◆ ABOUT THIS EXERCISE
Of all the entries below, retype only the lines from the one with "PR #28, opened 2020-12-03" through the one with "will be better", exactly as they appear.

◆ RECORDS SHOWN
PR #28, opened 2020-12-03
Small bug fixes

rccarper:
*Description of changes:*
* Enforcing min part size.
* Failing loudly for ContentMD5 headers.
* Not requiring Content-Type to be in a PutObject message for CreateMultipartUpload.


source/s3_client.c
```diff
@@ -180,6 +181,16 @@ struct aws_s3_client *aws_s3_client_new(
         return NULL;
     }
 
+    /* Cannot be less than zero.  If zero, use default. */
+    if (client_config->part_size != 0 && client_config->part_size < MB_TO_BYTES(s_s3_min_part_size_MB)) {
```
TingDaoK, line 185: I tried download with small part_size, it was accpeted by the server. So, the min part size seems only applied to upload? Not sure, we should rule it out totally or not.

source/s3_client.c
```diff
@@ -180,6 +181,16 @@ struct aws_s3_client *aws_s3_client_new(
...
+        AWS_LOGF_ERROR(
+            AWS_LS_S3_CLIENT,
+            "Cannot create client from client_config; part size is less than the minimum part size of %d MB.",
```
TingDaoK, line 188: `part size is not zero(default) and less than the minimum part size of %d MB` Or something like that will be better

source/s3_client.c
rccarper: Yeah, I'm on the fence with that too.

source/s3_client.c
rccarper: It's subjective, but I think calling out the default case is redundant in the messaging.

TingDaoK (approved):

==

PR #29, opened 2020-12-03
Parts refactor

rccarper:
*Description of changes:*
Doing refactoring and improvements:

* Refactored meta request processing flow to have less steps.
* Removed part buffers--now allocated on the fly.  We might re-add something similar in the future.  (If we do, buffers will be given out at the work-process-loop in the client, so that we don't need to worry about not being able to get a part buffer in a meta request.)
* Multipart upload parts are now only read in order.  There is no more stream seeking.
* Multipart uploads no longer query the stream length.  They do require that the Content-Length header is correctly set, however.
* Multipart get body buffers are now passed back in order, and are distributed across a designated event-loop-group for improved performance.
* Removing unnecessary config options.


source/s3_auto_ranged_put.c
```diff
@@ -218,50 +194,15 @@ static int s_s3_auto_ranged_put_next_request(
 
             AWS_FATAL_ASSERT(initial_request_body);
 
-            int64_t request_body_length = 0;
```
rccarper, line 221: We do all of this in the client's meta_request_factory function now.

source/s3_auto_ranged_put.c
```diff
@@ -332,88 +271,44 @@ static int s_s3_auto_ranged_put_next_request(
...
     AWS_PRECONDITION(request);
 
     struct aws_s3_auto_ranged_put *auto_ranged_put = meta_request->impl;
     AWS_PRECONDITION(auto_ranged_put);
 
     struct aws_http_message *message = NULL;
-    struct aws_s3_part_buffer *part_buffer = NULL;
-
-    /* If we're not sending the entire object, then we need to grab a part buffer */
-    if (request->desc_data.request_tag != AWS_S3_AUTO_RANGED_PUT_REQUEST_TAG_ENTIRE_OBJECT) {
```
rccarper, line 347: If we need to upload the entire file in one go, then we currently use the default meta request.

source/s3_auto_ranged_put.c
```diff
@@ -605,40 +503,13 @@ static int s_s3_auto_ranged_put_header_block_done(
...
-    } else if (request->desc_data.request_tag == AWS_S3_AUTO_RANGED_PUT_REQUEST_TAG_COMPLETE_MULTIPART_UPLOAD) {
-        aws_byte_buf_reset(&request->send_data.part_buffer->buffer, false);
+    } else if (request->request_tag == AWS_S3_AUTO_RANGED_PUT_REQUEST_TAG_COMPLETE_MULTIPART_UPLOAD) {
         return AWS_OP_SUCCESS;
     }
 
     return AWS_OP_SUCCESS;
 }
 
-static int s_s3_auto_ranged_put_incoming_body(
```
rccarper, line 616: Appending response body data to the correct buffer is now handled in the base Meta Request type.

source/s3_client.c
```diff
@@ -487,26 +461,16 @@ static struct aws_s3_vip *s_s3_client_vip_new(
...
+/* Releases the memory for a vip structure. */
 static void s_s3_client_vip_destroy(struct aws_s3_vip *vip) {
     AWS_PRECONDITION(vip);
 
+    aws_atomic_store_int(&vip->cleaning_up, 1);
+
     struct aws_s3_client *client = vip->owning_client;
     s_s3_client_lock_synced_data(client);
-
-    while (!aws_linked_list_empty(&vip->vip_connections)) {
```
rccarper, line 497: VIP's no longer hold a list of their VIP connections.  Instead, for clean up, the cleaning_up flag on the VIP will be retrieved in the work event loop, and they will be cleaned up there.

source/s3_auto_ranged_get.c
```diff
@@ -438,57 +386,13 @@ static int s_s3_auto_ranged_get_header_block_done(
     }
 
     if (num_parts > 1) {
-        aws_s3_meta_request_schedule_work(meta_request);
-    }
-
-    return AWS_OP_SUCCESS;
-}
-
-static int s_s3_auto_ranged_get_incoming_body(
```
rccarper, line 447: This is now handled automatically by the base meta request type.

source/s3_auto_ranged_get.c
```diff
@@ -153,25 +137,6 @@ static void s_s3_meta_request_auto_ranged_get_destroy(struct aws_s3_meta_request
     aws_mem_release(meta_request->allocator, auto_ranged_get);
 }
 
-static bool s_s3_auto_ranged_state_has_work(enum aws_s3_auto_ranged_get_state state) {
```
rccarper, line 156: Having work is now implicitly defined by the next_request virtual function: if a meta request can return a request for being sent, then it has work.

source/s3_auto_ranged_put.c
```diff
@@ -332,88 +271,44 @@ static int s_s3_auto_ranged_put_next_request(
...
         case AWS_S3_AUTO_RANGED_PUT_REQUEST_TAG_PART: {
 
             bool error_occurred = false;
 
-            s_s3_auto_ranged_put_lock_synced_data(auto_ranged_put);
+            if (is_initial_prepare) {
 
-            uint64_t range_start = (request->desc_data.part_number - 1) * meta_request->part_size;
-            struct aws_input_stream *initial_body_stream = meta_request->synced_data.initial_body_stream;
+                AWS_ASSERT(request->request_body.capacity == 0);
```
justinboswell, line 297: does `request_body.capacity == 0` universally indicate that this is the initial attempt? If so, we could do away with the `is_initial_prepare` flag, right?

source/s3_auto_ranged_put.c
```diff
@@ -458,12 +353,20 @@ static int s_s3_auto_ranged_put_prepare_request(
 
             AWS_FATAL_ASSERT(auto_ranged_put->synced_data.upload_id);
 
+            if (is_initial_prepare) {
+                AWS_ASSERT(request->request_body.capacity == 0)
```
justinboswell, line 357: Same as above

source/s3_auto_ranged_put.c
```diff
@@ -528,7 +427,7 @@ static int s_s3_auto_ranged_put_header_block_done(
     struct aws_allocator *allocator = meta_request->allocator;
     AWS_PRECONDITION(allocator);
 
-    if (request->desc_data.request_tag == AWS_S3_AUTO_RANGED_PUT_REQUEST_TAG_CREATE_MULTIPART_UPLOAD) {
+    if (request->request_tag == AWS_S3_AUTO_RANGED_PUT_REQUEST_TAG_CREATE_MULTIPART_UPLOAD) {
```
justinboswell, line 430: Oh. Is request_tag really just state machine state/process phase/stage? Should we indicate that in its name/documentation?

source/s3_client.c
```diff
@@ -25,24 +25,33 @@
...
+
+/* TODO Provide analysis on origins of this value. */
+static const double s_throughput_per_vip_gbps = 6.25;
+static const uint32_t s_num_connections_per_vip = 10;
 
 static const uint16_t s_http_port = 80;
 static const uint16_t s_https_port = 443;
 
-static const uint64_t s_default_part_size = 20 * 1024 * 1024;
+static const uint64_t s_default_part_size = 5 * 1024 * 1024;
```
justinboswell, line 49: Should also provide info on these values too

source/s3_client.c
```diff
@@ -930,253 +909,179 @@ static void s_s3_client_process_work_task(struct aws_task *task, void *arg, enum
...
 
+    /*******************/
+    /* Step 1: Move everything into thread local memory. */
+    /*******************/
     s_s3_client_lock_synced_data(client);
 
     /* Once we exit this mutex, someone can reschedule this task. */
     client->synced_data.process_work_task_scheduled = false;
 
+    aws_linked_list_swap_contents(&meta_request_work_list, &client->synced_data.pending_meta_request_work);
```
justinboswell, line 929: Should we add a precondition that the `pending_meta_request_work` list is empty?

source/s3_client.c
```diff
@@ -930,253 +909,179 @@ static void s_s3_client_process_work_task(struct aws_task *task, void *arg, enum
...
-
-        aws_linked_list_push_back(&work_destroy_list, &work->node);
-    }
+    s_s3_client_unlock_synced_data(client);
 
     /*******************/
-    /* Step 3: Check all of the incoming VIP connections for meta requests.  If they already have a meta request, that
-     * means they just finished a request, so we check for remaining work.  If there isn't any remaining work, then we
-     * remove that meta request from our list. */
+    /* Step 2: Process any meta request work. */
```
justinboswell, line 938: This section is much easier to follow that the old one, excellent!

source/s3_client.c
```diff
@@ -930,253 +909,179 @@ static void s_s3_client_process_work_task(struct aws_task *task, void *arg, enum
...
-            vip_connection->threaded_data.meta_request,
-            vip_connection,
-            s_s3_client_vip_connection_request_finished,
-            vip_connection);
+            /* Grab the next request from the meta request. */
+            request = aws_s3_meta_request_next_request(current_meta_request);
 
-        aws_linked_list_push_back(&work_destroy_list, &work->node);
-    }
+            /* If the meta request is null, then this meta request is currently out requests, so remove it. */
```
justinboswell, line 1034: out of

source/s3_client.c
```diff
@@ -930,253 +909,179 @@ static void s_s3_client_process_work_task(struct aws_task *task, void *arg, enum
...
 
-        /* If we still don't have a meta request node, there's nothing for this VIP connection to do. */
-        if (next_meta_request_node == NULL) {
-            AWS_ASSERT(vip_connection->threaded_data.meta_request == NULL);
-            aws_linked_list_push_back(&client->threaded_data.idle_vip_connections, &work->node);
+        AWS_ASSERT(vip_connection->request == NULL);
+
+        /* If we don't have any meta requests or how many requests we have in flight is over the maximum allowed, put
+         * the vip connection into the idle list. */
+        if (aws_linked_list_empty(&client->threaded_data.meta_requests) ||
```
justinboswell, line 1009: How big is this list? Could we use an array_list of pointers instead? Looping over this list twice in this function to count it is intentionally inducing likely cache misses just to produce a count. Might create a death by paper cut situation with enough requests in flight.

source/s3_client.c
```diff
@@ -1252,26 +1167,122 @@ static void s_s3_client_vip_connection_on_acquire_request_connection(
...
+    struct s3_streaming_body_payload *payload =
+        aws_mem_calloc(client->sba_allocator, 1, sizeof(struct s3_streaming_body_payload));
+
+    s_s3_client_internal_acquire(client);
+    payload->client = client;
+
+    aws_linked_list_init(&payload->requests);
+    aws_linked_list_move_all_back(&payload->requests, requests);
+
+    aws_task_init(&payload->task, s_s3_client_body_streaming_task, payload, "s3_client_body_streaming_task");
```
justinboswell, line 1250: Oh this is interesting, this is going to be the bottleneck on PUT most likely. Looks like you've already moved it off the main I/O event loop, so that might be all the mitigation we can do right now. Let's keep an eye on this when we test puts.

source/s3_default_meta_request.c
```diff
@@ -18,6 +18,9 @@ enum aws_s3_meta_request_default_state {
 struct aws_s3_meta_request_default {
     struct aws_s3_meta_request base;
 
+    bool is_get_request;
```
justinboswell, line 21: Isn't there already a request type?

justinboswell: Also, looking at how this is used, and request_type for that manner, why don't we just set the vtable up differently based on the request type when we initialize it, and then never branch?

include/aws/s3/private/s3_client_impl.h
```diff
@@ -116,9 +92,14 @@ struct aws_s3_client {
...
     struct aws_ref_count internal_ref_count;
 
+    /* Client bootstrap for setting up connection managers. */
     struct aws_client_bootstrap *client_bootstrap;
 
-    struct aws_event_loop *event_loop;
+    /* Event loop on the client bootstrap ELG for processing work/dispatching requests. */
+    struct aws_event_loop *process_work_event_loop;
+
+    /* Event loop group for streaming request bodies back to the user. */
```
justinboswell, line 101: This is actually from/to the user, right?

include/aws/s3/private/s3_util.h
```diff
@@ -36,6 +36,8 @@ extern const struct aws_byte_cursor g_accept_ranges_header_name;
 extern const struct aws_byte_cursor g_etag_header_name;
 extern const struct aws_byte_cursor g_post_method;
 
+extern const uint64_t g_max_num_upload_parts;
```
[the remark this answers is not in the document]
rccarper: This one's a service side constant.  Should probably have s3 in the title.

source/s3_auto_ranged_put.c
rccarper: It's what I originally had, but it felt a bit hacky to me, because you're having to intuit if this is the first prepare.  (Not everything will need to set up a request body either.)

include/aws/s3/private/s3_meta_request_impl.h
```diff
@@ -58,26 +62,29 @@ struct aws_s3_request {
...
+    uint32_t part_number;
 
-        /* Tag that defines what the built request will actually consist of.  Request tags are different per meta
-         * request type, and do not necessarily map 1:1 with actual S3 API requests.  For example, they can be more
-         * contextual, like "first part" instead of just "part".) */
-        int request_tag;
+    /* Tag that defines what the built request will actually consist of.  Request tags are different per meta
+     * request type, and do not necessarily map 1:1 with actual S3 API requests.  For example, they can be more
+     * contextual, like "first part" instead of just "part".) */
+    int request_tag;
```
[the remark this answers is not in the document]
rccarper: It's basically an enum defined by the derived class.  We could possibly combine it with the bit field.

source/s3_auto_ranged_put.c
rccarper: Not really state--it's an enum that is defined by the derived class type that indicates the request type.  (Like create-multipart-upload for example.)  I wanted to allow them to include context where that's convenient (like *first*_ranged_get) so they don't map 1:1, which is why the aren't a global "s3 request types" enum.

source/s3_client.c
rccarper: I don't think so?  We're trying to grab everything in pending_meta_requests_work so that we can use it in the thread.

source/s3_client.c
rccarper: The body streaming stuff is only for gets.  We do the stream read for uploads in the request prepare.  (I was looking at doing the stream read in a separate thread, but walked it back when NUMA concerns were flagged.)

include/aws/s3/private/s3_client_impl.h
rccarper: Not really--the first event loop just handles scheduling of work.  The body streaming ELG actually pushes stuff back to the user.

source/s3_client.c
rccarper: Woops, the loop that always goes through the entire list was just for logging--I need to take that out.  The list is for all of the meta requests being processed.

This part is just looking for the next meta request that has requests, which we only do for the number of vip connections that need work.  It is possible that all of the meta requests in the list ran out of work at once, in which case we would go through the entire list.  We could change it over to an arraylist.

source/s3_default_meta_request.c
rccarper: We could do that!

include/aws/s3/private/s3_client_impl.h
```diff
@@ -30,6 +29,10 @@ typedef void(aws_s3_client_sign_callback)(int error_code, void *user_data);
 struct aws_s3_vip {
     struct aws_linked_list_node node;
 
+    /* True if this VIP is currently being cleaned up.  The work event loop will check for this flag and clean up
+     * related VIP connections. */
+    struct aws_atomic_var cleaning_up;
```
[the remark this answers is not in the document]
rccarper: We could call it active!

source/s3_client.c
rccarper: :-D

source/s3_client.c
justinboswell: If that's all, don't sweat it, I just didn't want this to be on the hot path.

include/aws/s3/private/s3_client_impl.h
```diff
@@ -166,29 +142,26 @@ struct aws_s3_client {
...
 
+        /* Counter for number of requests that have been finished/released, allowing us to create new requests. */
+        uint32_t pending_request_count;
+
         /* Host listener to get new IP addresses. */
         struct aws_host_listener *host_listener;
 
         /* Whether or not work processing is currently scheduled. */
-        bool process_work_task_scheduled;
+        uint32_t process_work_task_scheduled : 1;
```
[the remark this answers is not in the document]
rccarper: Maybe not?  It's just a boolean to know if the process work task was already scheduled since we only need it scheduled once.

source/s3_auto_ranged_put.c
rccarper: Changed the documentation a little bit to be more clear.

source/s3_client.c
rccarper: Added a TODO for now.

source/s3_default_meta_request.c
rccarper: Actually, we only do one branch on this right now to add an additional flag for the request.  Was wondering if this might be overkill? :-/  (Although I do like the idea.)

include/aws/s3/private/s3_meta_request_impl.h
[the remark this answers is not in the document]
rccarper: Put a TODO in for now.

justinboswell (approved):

◆ RESULT OF THE EXERCISE
PR #28, opened 2020-12-03
Small bug fixes

rccarper:
*Description of changes:*
* Enforcing min part size.
* Failing loudly for ContentMD5 headers.
* Not requiring Content-Type to be in a PutObject message for CreateMultipartUpload.


source/s3_client.c
```diff
@@ -180,6 +181,16 @@ struct aws_s3_client *aws_s3_client_new(
         return NULL;
     }
 
+    /* Cannot be less than zero.  If zero, use default. */
+    if (client_config->part_size != 0 && client_config->part_size < MB_TO_BYTES(s_s3_min_part_size_MB)) {
```
TingDaoK, line 185: I tried download with small part_size, it was accpeted by the server. So, the min part size seems only applied to upload? Not sure, we should rule it out totally or not.

source/s3_client.c
```diff
@@ -180,6 +181,16 @@ struct aws_s3_client *aws_s3_client_new(
...
+        AWS_LOGF_ERROR(
+            AWS_LS_S3_CLIENT,
+            "Cannot create client from client_config; part size is less than the minimum part size of %d MB.",
```
TingDaoK, line 188: `part size is not zero(default) and less than the minimum part size of %d MB` Or something like that will be better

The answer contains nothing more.